◆ **The records**

PR #1904, opened 2020-06-29
[BPK-4061]: Icon support to accordion

olliecurtis:
Screenshot 2020-06-29 at 19 50 05

with RTL

Screenshot 2020-06-30 at 11 56 49


packages/bpk-component-accordion/src/BpkAccordionItem.scss
```diff
@@ -74,6 +74,10 @@
     display: inline-block;
   }
 
+  &__leading-icon {
+    margin-right: $bpk-spacing-xs;
```
shaundon, line 78: This may need to switch to `margin-left` when RTL is enabled. We have a mixin that can do it automatically: https://backpack.github.io/sassdoc/#mixin-bpk-margin-trailing

olliecurtis: Ah yes! Good spot!

packages/bpk-component-accordion/README.md
```diff
@@ -77,6 +98,7 @@ export default () => (
 | id        | string   | true     | -             |
 | title     | string   | true     | -             |
 | expanded  | bool     | false    | false         |
+| icon      | node     | false    | null          |
```
georgegillams, line 101: I wonder if this should be called something else, because you could use it to display anything (eg a badge).
In the past I think we've used "auxilliary view" 🤔

olliecurtis: Yeah - this was because we didn't want to open it up so much to consumers for abuse as it means people could put a button in there wish is undesirable

shaundon: I agree with Ollie, let's use the API name to implicitly limit it to icons.

packages/bpk-component-accordion/src/BpkAccordionItem.scss
```diff
@@ -74,6 +74,15 @@
...
+
+    @include bpk-rtl {
+      margin-right: 0;
+      margin-left: $bpk-spacing-xs;
+    }
+  }
+
```
shaundon, line 85: Why not just use the mixin?

```suggestion
  &__leading-icon {
    @include bpk-margin-trailing($bpk-spacing-xs, true);
  }

```

olliecurtis: Oh I didn't realise there was this mixin over the other one I had used

shaundon: No worries! We added it about a year ago because it was a pattern we were doing a lot

olliecurtis: Solved!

◆ **Brief**
What you write must match the records above line for line.

◆ **Result below**
PR #1904, opened 2020-06-29
[BPK-4061]: Icon support to accordion

olliecurtis:
Screenshot 2020-06-29 at 19 50 05

with RTL

Screenshot 2020-06-30 at 11 56 49


packages/bpk-component-accordion/src/BpkAccordionItem.scss
```diff
@@ -74,6 +74,10 @@
     display: inline-block;
   }
 
+  &__leading-icon {
+    margin-right: $bpk-spacing-xs;
```
shaundon, line 78: This may need to switch to `margin-left` when RTL is enabled. We have a mixin that can do it automatically: https://backpack.github.io/sassdoc/#mixin-bpk-margin-trailing

olliecurtis: Ah yes! Good spot!

packages/bpk-component-accordion/README.md
```diff
@@ -77,6 +98,7 @@ export default () => (
 | id        | string   | true     | -             |
 | title     | string   | true     | -             |
 | expanded  | bool     | false    | false         |
+| icon      | node     | false    | null          |
```
georgegillams, line 101: I wonder if this should be called something else, because you could use it to display anything (eg a badge).
In the past I think we've used "auxilliary view" 🤔

olliecurtis: Yeah - this was because we didn't want to open it up so much to consumers for abuse as it means people could put a button in there wish is undesirable

shaundon: I agree with Ollie, let's use the API name to implicitly limit it to icons.

packages/bpk-component-accordion/src/BpkAccordionItem.scss
```diff
@@ -74,6 +74,15 @@
...
+
+    @include bpk-rtl {
+      margin-right: 0;
+      margin-left: $bpk-spacing-xs;
+    }
+  }
+
```
shaundon, line 85: Why not just use the mixin?

```suggestion
  &__leading-icon {
    @include bpk-margin-trailing($bpk-spacing-xs, true);
  }

```

olliecurtis: Oh I didn't realise there was this mixin over the other one I had used

shaundon: No worries! We added it about a year ago because it was a pattern we were doing a lot

olliecurtis: Solved!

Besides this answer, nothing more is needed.